═══ SOURCE MATERIAL

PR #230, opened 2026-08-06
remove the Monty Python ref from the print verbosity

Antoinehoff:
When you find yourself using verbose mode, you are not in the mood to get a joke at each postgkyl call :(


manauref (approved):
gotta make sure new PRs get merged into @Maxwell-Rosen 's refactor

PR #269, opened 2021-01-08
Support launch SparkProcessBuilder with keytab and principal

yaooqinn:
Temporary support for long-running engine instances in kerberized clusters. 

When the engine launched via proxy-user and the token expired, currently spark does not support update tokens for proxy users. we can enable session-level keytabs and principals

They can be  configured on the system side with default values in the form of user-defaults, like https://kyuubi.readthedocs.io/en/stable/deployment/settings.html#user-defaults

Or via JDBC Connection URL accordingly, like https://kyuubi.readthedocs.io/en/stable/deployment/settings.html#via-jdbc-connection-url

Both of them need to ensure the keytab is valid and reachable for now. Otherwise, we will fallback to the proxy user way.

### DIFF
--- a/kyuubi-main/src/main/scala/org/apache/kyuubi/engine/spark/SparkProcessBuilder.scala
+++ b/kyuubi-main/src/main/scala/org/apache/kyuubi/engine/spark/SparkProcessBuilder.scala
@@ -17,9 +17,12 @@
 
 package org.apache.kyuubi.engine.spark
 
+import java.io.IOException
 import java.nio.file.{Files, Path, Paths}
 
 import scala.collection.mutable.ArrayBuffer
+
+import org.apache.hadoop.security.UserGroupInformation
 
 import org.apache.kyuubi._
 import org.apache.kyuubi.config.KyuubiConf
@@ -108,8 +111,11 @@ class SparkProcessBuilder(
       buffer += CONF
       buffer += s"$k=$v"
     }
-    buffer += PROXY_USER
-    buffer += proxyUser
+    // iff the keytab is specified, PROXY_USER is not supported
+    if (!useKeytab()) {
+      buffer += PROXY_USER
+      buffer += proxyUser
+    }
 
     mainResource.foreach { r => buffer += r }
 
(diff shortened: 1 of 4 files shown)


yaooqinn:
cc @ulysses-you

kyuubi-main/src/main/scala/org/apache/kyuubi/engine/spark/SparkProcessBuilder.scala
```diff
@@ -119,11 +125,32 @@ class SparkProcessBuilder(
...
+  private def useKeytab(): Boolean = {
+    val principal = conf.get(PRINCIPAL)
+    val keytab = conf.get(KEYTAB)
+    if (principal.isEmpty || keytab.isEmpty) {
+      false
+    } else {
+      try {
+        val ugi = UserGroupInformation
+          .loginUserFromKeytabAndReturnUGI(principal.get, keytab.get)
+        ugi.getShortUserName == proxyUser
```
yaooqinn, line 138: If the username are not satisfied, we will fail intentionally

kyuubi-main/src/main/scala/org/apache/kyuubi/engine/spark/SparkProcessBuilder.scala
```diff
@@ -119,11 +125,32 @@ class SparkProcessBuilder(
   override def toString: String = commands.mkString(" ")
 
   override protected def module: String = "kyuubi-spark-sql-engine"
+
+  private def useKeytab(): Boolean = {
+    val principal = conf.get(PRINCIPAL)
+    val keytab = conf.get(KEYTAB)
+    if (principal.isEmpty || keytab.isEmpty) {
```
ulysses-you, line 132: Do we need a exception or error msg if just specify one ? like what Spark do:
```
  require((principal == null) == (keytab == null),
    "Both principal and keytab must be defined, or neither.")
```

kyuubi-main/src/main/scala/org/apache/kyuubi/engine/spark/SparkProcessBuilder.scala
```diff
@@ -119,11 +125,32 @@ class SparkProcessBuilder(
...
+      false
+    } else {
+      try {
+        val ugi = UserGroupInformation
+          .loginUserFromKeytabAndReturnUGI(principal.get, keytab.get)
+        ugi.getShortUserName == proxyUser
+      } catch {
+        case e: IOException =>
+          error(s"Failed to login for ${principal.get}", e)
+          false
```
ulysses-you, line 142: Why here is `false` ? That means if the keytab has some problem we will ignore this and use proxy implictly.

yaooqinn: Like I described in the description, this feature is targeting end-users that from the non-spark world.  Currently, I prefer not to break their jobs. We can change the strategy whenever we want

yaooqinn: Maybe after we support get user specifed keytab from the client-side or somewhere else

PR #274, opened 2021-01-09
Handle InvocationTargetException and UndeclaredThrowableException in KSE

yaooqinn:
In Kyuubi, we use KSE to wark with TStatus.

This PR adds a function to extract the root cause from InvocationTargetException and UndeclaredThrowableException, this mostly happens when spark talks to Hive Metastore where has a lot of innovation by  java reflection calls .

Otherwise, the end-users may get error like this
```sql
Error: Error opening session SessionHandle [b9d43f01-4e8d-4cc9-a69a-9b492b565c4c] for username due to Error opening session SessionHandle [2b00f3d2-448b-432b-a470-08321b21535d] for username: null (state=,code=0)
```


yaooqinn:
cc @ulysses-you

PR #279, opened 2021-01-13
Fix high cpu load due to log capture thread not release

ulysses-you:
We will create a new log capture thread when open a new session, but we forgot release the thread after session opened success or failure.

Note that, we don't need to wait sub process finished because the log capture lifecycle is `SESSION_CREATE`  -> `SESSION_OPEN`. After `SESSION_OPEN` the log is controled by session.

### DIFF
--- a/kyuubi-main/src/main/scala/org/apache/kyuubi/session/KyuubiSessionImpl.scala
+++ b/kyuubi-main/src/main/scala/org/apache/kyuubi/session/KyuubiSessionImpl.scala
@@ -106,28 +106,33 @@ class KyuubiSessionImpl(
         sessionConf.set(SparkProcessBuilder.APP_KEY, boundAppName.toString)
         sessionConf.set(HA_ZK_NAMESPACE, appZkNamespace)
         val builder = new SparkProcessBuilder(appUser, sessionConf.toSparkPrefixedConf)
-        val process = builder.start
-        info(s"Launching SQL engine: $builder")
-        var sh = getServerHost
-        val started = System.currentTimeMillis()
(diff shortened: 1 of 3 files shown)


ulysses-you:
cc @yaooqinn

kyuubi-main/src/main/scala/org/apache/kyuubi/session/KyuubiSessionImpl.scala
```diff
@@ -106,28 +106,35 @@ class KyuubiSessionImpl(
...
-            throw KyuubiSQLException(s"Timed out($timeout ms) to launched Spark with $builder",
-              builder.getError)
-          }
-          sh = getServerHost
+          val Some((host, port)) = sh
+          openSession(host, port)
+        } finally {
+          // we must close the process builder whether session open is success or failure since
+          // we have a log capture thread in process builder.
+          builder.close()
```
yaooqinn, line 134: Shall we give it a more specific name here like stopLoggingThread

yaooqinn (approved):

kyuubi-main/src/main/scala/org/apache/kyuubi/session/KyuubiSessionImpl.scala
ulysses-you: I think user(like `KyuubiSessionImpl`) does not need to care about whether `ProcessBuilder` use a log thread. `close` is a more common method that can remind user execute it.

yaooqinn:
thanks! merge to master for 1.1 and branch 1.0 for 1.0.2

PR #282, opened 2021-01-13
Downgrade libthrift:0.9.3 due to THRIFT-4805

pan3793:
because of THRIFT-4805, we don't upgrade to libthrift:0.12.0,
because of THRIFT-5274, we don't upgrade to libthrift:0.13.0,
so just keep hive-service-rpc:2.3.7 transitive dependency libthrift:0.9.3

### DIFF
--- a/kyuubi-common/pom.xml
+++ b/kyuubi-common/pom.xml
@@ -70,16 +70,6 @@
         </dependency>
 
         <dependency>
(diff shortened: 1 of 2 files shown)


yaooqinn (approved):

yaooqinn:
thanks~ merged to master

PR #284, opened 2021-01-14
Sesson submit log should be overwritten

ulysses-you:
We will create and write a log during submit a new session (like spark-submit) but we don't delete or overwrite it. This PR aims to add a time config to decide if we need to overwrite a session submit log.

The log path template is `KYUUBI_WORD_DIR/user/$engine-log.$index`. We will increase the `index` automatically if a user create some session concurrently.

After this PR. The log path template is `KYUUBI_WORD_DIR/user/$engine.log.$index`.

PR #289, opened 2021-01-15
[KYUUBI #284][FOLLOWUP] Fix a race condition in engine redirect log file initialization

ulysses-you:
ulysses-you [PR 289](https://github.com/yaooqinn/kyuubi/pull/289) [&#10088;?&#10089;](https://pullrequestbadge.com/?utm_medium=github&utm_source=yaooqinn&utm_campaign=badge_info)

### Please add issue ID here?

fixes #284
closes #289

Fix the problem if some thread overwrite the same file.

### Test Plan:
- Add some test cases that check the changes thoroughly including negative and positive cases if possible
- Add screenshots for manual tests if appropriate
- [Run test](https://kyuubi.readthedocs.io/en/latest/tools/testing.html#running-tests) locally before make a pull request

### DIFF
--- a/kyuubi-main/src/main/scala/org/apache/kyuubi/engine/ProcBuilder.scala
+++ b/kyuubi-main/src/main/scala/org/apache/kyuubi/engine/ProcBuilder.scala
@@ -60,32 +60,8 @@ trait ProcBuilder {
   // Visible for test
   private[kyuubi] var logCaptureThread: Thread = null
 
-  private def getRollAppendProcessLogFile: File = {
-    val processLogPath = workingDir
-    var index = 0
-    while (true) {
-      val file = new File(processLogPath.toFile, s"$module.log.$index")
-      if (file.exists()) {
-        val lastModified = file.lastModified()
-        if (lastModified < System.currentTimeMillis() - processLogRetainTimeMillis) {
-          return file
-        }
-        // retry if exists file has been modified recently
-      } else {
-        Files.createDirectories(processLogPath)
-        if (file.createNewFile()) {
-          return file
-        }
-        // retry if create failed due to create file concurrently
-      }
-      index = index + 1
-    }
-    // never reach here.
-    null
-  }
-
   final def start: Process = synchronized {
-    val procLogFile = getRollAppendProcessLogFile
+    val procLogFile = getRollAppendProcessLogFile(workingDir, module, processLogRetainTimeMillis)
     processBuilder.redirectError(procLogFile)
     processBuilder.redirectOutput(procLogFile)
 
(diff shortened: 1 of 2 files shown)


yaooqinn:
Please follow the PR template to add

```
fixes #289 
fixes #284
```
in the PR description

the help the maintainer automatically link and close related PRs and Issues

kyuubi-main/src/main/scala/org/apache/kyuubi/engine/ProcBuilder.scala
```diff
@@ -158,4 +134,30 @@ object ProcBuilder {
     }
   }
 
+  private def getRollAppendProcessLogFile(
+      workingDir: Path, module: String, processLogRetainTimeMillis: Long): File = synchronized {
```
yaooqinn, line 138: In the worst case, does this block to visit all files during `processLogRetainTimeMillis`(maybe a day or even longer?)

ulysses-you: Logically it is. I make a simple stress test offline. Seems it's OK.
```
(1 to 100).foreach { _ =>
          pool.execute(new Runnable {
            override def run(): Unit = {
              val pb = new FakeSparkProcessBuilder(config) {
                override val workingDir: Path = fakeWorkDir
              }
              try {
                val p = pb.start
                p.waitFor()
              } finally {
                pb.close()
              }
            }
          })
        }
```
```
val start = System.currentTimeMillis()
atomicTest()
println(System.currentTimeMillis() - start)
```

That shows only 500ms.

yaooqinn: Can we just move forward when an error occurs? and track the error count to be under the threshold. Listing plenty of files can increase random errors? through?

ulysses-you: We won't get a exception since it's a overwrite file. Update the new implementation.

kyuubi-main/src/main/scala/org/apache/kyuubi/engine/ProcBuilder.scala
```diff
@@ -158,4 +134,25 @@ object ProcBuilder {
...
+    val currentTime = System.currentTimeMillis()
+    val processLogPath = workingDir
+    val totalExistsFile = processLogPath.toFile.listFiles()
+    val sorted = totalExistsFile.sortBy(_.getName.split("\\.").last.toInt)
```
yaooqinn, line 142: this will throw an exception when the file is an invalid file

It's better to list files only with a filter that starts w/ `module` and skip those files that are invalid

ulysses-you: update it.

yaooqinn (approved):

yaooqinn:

══════

__WHAT YOU NEED TO DO__. All lines above that include the word "since" must be copied into the answer.

__SOLUTION FOR THIS TASK__.
+          // we must close the process builder whether session open is success or failure since
ulysses-you: We won't get a exception since it's a overwrite file. Update the new implementation.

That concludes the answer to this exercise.